Source records:
Issue #865, opened 2017-04-30
HLS: 服务器退出或重启时不应该清除已生成TS切片


wuxianlijiang:
版本：2.0.239 发行版 
环境：centos 6
配置：
```
vhost dvr.host.com{
    hls {
        enabled         on;
        hls_path        /home/video/rec/live;
		hls_ts_file   [stream]/[stream]-[seq].ts;
		hls_m3u8_file  [stream].m3u8;
		hls_fragment    10;
		hls_window      86400;
		#hls_window      60;
		hls_wait_keyframe       on;
		hls_dispose     0;
		hls_cleanup     off;
    }
}
```
情况：SRS服务被重启后，已经录制好的m3u8文件和ts文件都会被清除，只会留下一个空的ts目录。
预期：无论停止推流，还是重启了SRS，已录制的数据都不会被清除。谢谢！

wuxianlijiang:
Reproduction of the situation:
1. Use Adobe Flash Media Live Encoder (or other encoders) to stream.
url: rtmp://domain.com/live   stream:live0501AM
Later, you can find live0501AM.m3u8 and the live0501AM folder with ts files inside at /home/video/rec/live.

2. Attempting to stop and disconnect the live streaming will not delete the files generated above.

3. Enter `service srs restart` in the shell, 
you can see that the m3u8 files generated in the above directory have been cleared, and the ts files under live0501AM have also been cleared.

4. If you terminate the service with `killall srs`, the situation will be the same as in step 3.

`TRANS_BY_GPT3`

winlinvip:
Already reproduced:
```
[2017-05-01 16:28:12.156][trace][22819][104] user terminate program, gracefully quit.
[2017-05-01 16:28:13.029][trace][22819][100] cleanup for gracefully terminate.
[2017-05-01 16:28:13.029][warn][22819][100][35] main cycle terminated, system quit normally.
[2017-05-01 16:28:13.031][trace][22819][100] gracefully dispose hls /live/livestream
[2017-05-01 16:28:13.031][trace][22819][100] srs terminated
```

It should be that Dispose was not disabled, resulting in cleanup.

`TRANS_BY_GPT3`

winlinvip:
When `killall srs` or `/etc/init.d/srs stop` or `/etc/init.d/srs restart` is executed, it will attempt to clean the Server. At this time, it will unpublish the stream, clean temporary files, and then clean HLS (which means deleting all TS files).

[...]

PR #4618, opened 2025-12-31
HLS/DASH: Fix dispose() to cleanup files after unpublish

ppeeou:
# HLS/DASH: Fix dispose() to cleanup files after unpublish

## Summary
Fixes a bug where HLS/DASH files are not deleted after the configured `hls_dispose`/`dash_dispose` timeout.

## Problem
When a stream is unpublished:
1. `on_unpublish()` is called and sets `enabled_ = false`
2. After the dispose timeout, `cycle()` calls `dispose()`
3. `dispose()` immediately returns due to `if (!enabled_)` check at line 2722 (HLS) and line 891 (DASH)
4. `controller_->dispose()` is never called
5. Files remain on disk indefinitely

**Observed behavior**:
- Stream stopped at 11:32:42
- `dispose()` called at 11:33:14 (after 30s timeout)
- Log shows "hls cycle to dispose hls" but no "gracefully dispose hls" message
- Files remain on disk

## Root Cause
Commit 550760f2d introduced an early return in `dispose()` when `!enabled_`, which prevents file cleanup after `on_unpublish()` has already been called and set `enabled_` to false.

## Solution
Reorder the logic in `dispose()` to:
1. Check if dispose is enabled (hls_dispose/dash_dispose > 0) first
2. Call `on_unpublish()` only if `enabled_` is still true (prevents duplicate calls)
3. Always call `controller_->dispose()` to cleanup files when dispose timeout occurs

This ensures files are properly cleaned up while still preventing duplicate `on_unpublish()` calls.

## Changes Made
- **trunk/src/app/srs_app_hls.cpp** (lines 2718-2734): Reordered dispose() logic
- **trunk/src/app/srs_app_dash.cpp** (lines 887-902): Reordered dispose() logic
- **trunk/doc/CHANGELOG.md**: Added v7.0.137 entry

## Testing Recommendation

To verify the fix:

1. Start RTMP stream to `/live/test`:
   ```bash
   ffmpeg -re -i test.mp4 -c copy -f flv rtmp://localhost:1935/live/test
   ```

2. Wait for HLS segments to be created:
   ```bash
   ls -la /path/to/hls/live/test/
   ```

3. Stop the stream (Ctrl+C)

4. Wait for `hls_dispose` timeout (default 120s, or 30s with your config):
   ```bash
   # Watch logs for "hls cycle to dispose hls" and "gracefully dispose hls"
   tail -f srs.log
   ```

5. Verify files are deleted:
   ```bash
   ls -la /path/to/hls/live/test/
   # Should be empty or directory removed
   ```

**Expected results**:
- Before fix: Files remain on disk
- After fix: Files are deleted, logs show "gracefully dispose hls"

## Impact
- **Risk**: Low - minimal logic change, only reordering of checks
- **Breaking changes**: None
- **Performance**: No impact
- **Compatibility**: Fixes existing bug, improves expected behavior

## Checklist
- [x] Code follows project style
- [x] Both HLS and DASH are fixed
- [x] CHANGELOG updated
- [x] Tested locally (recommended before merge)
- [x] No breaking changes

## Related Issues
- Regression introduced in: 550760f2d
- Related to: #865 (hls_dispose feature)

### DIFF
--- a/trunk/src/utest/srs_utest_ai17.cpp
+++ b/trunk/src/utest/srs_utest_ai17.cpp
@@ -1389,6 +1389,17 @@ VOID TEST(DashTest, LifecycleInitializeDisposeCleanupDelay)
     mock_controller->on_unpublish_called_ = false;
     mock_controller->dispose_called_ = false;
 
+    // Test dispose() when not enabled but dash_dispose is non-zero - should call controller->dispose() but not on_unpublish
+    dash->enabled_ = false;
+    mock_config->dash_dispose_ = 120 * SRS_UTIME_SECONDS;
+    dash->dispose();
+    EXPECT_FALSE(mock_controller->on_unpublish_called_); // enabled is false, so on_unpublish should not be called
+    EXPECT_TRUE(mock_controller->dispose_called_); // dash_dispose is non-zero, so controller->dispose() should be called
+
+    // Reset flags for next test
+    mock_controller->on_unpublish_called_ = false;
+    mock_controller->dispose_called_ = false;
+
     // Test dispose() when enabled and dash_dispose is non-zero - should call both on_unpublish and controller->dispose()
     dash->enabled_ = true;
     mock_config->dash_dispose_ = 120 * SRS_UTIME_SECONDS;
--- a/trunk/src/utest/srs_utest_ai17.cpp
+++ b/trunk/src/utest/srs_utest_ai17.cpp
@@ -1533,6 +1533,76 @@ VOID TEST(DashTest, PublishLifecycleWithAudioVideo)
     srs_freep(mock_hub);
 }
 
+// Test SrsHls dispose behavior after disabled
+// This test covers dispose() logic when enabled_ is false but hls_dispose is configured
+VOID TEST(HlsTest, LifecycleDisposeAfterDisabled)
+{
+    srs_error_t err;
+
+    // Create SrsHls object
+    SrsUniquePtr<SrsHls> hls(new SrsHls());
+
+    // Create mock dependencies
+    SrsUniquePtr<MockAppConfig> mock_config(new MockAppConfig());
+    SrsUniquePtr<MockSrsRequest> mock_req(new MockSrsRequest("test.vhost", "live", "livestream"));
+    MockHlsController *mock_controller = new MockHlsController();
+    MockOriginHub *mock_hub = new MockOriginHub();
+
+    // Inject mock config into SrsHls
+    hls->config_ = mock_config.get();
+
+    // Inject mock controller into SrsHls
+    srs_freep(hls->controller_);
+    hls->controller_ = mock_controller;
+
+    // Inject mock request
+    hls->req_ = mock_req.get();
+
+    // Test dispose() when not enabled and hls_dispose is 0 - should not call on_unpublish or controller->dispose()
+    mock_config->hls_dispose_ = 0;
+    hls->dispose();
+    EXPECT_EQ(0, mock_controller->on_unpublish_count_);
+    EXPECT_EQ(0, mock_controller->dispose_count_); // hls_dispose is 0, so controller->dispose() should not be called
+
+    // Test dispose() when enabled but hls_dispose is 0 - should call on_unpublish but not controller->dispose()
+    hls->enabled_ = true;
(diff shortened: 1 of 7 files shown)


suzp1984:
I believe this PR make sense.

suzp1984:
One more thing, Let the utest to cover this case.

e.g.

https://github.com/ossrs/srs/blob/93c5d7225b954c1b9013e52003d6c09935bcf3d5/trunk/src/utest/srs_utest_ai17.cpp#L1381-L1387

To cover when dash/hls is `enalbed_ == false`, the dispose also called.

ppeeou:
Thanks for the review feedback!

I've added the test case for DASH to cover `enabled_ == false` with `dash_dispose > 0`
The test now covers all 4 combinations for DASH dispose behavior and passes successfully.

However, I noticed there's no equivalent lifecycle/dispose test for HLS like `DashTest.LifecycleInitializeDisposeCleanupDelay`. 

**Question**: Should I create a new `HlsTest.LifecycleInitializeDisposeCleanupDelay` test with the same coverage, or is the DASH test sufficient since both DASH and HLS have identical dispose logic?

suzp1984:
> Thanks for the review feedback!
> 
> I've added the test case for DASH to cover `enabled_ == false` with `dash_dispose > 0` The test now covers all 4 combinations for DASH dispose behavior and passes successfully.
> 
> However, I noticed there's no equivalent lifecycle/dispose test for HLS like `DashTest.LifecycleInitializeDisposeCleanupDelay`.
> 
> **Question**: Should I create a new `HlsTest.LifecycleInitializeDisposeCleanupDelay` test with the same coverage, or is the DASH test sufficient since both DASH and HLS have identical dispose logic?

I think the independent `HLS` related utest is necessary, because they are independent codes.
Just cover what you commit is OK.

My suggest put the code in the `srs_utest_ai17.cpp` is OK.
The Test Case name maybe: `HlsTest.LifecycleDisposeAfterDisabled`.

trunk/src/utest/srs_utest_manual_mock.hpp
```diff
@@ -562,7 +564,7 @@ class MockAppConfig : public ISrsAppConfig
     virtual srs_utime_t get_hls_window(std::string vhost) { return 60 * SRS_UTIME_SECONDS; }
     virtual std::string get_hls_on_error(std::string vhost) { return "continue"; }
     virtual bool get_hls_cleanup(std::string vhost) { return true; }
-    virtual srs_utime_t get_hls_dispose(std::string vhost) { return 120 * SRS_UTIME_SECONDS; }
+    virtual srs_utime_t get_hls_dispose(std::string vhost) { return hls_dispose_; }
```
suzp1984, line 567: the codes in `srs_utest_manual_mock.hpp` is irrelevent? is it?

trunk/src/utest/srs_utest_ai17.cpp
```diff
@@ -1522,6 +1533,76 @@ VOID TEST(DashTest, PublishLifecycleWithAudioVideo)
     srs_freep(mock_hub);
 }
 
+// Test SrsHls dispose behavior after disabled
+// This test covers dispose() logic when enabled_ is false but hls_dispose is configured
+VOID TEST(HlsTest, LifecycleDisposeAfterDisabled)
+{
+    srs_error_t err;
```
suzp1984: unused variable, can be deleted.

trunk/src/utest/srs_utest_manual_mock.hpp
suzp1984: Oh, sorry, this patch make sense, the hls_dispose config mock is used in HlsTest.LifecycleDisposeAfterDisabled.

trunk/src/utest/srs_utest_ai17.cpp
suzp1984: One more thing, could you grant the edit permissions for the project maintainers for this PR? So I can push commits, e.g. format the CHANGELOGS.

ppeeou: @suzp1984 
Thank you for checking the PR

I'm sorry for the delay due to work-related issues.
I've added the permissions!

image

suzp1984 (approved):
Approved and ready to merge.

REQUIRED WORK: Search the entries for the word "deleted", then list each line that holds it.

TASK OUTPUT:
Fixes a bug where HLS/DASH files are not deleted after the configured `hls_dispose`/`dash_dispose` timeout.
5. Verify files are deleted:
- After fix: Files are deleted, logs show "gracefully dispose hls"
suzp1984: unused variable, can be deleted.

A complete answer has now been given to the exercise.